PROBLEM TO SOLVE: Write out the line with "--- a/application/ui/src/routes/robots/new.tsx" and each line after it to the end of the material, exactly as they appear and with nothing else.

THE DATA:
PR #770, opened 2026-07-03
fix: do allow setup of SO101 if there's no serial number

MarkRedeman:
We were still doing a check on the serial number during the SO101 setup. I don't have a SO101 without serial number so forgot to verify this.

### DIFF
--- a/application/ui/src/routes/robots/new.tsx
+++ b/application/ui/src/routes/robots/new.tsx
@@ -1,14 +1,10 @@
 import { Suspense } from 'react';
 
-import { Button, Flex, Grid, Loading, minmax, View } from '@geti-ui/ui';
-import { useNavigate } from 'react-router';
+import { Flex, Grid, Loading, minmax, View } from '@geti-ui/ui';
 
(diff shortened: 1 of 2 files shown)


application/ui/src/routes/robots/new.tsx
```diff
@@ -49,6 +38,23 @@ const NewRobotSubmitButton = () => {
...
+ * - SO101 types: navigates to the setup wizard (sibling route under same layout)
+ * - Other types (Trossen): directly creates the robot via POST (default behavior)
+ */
+const NewRobotSubmitButton = () => {
+    const { activeType } = useRobotForm();
+
+    const isSO101 = activeType === 'SO101_Follower' || activeType === 'SO101_Leader';
+
+    if (isSO101) {
+        return <BeginSO101SetupButton activeType={activeType} />;
```
MarkRedeman: Note: we add `activeType` here to help with type inference. By passing `activeType` (whose type is restricted to be one of the so101 follower types) we can infer that `useRobotForm(activeType)` will return a SO101 payload.

maxxgx (approved):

ANSWER SECTION:
--- a/application/ui/src/routes/robots/new.tsx
+++ b/application/ui/src/routes/robots/new.tsx
@@ -1,14 +1,10 @@
 import { Suspense } from 'react';
 
-import { Button, Flex, Grid, Loading, minmax, View } from '@geti-ui/ui';
-import { useNavigate } from 'react-router';
+import { Flex, Grid, Loading, minmax, View } from '@geti-ui/ui';
 
(diff shortened: 1 of 2 files shown)


application/ui/src/routes/robots/new.tsx
```diff
@@ -49,6 +38,23 @@ const NewRobotSubmitButton = () => {
...
+ * - SO101 types: navigates to the setup wizard (sibling route under same layout)
+ * - Other types (Trossen): directly creates the robot via POST (default behavior)
+ */
+const NewRobotSubmitButton = () => {
+    const { activeType } = useRobotForm();
+
+    const isSO101 = activeType === 'SO101_Follower' || activeType === 'SO101_Leader';
+
+    if (isSO101) {
+        return <BeginSO101SetupButton activeType={activeType} />;
```
MarkRedeman: Note: we add `activeType` here to help with type inference. By passing `activeType` (whose type is restricted to be one of the so101 follower types) we can infer that `useRobotForm(activeType)` will return a SO101 payload.

maxxgx (approved):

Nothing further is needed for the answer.